[MATERIAL SHOWN]
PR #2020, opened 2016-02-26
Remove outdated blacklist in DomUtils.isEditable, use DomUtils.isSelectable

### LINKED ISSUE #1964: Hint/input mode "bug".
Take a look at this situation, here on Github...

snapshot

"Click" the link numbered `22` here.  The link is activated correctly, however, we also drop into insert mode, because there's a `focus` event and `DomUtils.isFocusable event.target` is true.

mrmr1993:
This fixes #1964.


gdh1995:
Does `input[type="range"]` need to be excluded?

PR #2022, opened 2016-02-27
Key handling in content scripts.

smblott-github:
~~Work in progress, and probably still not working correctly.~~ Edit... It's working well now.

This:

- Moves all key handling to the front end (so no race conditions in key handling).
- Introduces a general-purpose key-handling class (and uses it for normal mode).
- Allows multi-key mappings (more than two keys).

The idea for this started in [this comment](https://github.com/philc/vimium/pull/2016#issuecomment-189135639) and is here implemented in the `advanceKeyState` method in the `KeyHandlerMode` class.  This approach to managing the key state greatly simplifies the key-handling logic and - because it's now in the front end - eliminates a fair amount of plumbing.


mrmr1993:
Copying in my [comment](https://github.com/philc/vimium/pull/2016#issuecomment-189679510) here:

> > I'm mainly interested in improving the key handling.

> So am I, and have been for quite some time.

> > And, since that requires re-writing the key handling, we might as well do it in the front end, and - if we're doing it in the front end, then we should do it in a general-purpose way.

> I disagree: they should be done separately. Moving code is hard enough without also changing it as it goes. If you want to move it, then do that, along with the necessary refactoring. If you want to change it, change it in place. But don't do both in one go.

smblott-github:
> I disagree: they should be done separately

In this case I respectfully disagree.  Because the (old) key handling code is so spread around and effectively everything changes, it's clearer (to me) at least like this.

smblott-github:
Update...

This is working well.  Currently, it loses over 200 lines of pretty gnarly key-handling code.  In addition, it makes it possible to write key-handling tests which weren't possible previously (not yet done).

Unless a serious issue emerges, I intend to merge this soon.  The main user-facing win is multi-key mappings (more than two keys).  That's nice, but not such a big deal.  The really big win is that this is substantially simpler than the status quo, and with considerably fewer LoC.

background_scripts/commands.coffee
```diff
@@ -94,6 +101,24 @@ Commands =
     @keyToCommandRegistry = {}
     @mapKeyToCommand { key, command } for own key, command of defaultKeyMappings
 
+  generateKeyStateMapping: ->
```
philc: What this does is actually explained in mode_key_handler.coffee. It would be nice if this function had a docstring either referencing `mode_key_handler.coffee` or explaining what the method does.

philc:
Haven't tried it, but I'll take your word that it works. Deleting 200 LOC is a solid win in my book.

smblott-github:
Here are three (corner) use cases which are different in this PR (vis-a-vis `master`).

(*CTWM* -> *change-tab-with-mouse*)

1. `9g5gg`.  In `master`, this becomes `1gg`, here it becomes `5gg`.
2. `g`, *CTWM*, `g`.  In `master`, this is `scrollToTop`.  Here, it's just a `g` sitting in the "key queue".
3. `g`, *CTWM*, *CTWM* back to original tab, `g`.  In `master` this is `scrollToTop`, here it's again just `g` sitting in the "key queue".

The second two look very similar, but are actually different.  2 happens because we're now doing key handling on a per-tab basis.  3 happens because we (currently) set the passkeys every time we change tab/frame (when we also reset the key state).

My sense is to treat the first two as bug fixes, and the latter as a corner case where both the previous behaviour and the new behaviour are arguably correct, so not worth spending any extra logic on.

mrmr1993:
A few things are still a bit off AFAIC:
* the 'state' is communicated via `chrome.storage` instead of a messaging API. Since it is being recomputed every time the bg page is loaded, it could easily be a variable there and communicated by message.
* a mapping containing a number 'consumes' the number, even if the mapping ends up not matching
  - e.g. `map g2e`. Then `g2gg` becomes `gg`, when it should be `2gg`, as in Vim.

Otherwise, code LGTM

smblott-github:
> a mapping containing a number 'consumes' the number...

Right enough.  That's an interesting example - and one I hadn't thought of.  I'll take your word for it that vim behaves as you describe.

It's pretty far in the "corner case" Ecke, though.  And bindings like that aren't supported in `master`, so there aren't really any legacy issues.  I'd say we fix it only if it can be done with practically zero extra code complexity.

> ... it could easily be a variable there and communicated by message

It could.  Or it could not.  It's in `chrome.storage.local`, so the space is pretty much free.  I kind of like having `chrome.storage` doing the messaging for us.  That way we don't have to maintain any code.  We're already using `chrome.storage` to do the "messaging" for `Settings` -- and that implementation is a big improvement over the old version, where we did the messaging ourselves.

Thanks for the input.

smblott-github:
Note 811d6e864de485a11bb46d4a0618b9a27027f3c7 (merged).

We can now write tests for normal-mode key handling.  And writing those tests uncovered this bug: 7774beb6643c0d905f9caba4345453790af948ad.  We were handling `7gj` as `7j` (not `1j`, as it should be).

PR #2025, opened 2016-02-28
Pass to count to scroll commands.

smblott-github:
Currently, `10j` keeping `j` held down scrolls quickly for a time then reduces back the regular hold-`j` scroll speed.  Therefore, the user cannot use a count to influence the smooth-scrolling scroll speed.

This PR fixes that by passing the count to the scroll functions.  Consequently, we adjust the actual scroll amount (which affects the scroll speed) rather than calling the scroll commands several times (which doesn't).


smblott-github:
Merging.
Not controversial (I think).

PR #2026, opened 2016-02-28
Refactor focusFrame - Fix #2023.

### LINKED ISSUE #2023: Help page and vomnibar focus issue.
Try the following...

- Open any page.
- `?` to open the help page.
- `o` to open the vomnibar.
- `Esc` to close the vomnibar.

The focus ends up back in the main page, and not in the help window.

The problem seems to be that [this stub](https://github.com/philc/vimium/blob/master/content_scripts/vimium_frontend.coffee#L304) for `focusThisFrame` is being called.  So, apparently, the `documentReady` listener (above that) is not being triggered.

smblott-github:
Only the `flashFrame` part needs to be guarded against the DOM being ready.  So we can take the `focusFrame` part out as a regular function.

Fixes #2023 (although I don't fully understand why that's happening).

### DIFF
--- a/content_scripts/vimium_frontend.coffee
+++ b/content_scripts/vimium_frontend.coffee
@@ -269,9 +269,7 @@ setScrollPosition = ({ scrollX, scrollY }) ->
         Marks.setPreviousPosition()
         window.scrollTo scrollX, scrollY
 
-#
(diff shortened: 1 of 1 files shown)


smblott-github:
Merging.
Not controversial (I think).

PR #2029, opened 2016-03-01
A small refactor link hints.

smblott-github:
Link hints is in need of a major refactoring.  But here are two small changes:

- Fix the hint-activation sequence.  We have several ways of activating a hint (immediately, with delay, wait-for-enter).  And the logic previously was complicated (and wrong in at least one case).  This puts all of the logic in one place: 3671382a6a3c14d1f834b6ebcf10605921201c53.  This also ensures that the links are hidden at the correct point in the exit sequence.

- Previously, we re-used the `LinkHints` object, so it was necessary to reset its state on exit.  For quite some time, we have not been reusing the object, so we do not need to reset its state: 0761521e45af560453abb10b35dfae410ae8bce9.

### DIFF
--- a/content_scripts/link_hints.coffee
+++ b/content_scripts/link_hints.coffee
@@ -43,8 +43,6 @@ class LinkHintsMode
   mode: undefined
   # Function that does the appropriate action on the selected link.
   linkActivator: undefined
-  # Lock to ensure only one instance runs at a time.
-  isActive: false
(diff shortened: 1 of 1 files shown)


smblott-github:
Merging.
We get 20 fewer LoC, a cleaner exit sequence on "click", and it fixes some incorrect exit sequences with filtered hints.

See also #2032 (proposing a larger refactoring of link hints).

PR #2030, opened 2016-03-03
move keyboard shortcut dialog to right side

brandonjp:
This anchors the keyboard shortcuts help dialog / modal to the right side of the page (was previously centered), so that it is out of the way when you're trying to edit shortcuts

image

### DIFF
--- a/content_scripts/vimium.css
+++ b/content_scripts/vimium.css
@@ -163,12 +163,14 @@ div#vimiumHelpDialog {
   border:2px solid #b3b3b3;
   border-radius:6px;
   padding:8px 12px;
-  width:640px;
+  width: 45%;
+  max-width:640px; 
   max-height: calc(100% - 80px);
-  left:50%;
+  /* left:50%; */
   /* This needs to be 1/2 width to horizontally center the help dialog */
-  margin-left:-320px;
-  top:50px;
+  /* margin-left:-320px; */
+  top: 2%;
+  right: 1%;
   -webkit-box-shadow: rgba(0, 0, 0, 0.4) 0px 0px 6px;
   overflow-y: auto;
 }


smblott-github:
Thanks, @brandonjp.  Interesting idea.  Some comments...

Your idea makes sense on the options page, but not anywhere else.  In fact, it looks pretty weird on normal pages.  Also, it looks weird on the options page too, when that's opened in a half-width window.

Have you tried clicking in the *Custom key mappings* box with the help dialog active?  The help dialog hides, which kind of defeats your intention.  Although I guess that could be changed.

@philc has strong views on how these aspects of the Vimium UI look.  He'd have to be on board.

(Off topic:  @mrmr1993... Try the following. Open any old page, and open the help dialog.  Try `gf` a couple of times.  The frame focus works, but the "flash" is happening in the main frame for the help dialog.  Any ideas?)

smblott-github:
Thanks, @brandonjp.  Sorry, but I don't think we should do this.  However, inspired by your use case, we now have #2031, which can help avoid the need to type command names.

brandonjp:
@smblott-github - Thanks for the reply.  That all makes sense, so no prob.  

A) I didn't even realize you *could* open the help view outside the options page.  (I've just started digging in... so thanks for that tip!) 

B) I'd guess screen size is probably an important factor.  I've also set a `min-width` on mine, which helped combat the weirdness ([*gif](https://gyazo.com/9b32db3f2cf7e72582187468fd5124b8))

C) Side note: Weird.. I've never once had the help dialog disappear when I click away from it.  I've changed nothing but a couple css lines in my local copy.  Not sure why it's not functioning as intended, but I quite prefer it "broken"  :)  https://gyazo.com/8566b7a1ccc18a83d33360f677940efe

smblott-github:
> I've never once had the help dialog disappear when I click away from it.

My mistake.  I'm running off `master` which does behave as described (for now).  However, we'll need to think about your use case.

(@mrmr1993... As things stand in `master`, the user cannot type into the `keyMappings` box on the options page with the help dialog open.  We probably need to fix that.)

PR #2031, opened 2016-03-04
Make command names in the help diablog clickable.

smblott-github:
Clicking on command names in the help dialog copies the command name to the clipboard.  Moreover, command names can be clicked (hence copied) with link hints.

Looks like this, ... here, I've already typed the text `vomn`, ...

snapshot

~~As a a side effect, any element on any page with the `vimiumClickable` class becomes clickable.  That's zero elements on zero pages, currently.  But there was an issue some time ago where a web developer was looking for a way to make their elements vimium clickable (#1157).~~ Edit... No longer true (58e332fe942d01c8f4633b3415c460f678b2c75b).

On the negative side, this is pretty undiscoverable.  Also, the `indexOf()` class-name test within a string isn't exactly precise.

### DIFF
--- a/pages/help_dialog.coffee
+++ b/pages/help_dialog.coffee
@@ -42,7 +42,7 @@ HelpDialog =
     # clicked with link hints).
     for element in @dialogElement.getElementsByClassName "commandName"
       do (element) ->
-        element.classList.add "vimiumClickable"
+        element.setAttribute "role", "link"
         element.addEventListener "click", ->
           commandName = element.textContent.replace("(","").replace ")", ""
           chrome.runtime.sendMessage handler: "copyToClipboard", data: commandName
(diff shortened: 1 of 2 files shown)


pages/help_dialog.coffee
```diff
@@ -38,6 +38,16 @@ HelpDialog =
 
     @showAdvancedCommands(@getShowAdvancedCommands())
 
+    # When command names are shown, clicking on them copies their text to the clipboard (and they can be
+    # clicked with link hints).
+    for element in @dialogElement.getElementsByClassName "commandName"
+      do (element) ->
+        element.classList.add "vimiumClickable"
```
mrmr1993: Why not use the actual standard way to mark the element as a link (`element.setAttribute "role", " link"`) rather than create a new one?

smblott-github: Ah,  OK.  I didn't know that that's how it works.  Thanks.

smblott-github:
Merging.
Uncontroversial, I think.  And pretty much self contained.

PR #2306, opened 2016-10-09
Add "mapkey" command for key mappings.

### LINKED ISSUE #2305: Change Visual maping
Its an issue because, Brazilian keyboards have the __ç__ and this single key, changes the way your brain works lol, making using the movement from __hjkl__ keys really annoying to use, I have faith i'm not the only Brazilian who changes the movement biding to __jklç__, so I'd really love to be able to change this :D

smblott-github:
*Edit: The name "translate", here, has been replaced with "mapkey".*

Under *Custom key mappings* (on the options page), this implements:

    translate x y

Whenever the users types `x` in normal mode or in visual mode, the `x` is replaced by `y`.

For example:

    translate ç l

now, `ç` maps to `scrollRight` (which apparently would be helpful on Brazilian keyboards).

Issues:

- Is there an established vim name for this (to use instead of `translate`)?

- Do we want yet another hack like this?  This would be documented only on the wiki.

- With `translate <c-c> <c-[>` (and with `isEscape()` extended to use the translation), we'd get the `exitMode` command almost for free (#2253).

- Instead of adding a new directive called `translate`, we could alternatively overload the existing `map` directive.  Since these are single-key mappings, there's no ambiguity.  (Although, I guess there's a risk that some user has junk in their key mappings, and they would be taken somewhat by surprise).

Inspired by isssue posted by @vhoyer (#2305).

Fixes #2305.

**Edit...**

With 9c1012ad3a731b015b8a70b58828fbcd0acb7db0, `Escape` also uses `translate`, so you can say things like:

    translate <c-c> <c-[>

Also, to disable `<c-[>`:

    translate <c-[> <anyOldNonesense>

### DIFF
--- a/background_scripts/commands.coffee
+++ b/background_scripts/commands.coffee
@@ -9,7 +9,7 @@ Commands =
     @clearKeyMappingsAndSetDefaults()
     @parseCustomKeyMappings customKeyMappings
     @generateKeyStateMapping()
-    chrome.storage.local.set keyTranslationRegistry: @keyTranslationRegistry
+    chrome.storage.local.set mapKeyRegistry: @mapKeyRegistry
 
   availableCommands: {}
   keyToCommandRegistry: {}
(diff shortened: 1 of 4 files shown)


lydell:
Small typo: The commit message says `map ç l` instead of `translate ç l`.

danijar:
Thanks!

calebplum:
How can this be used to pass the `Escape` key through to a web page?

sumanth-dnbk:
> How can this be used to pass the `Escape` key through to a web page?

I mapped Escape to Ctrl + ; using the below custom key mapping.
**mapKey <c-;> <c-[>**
[/MATERIAL SHOWN]
Could you transcribe the entries above word for word, from the line with "philc: What this" down to the line with "The second two", keeping both?

philc: What this does is actually explained in mode_key_handler.coffee. It would be nice if this function had a docstring either referencing `mode_key_handler.coffee` or explaining what the method does.

philc:
Haven't tried it, but I'll take your word that it works. Deleting 200 LOC is a solid win in my book.

smblott-github:
Here are three (corner) use cases which are different in this PR (vis-a-vis `master`).

(*CTWM* -> *change-tab-with-mouse*)

1. `9g5gg`.  In `master`, this becomes `1gg`, here it becomes `5gg`.
2. `g`, *CTWM*, `g`.  In `master`, this is `scrollToTop`.  Here, it's just a `g` sitting in the "key queue".
3. `g`, *CTWM*, *CTWM* back to original tab, `g`.  In `master` this is `scrollToTop`, here it's again just `g` sitting in the "key queue".

The second two look very similar, but are actually different.  2 happens because we're now doing key handling on a per-tab basis.  3 happens because we (currently) set the passkeys every time we change tab/frame (when we also reset the key state).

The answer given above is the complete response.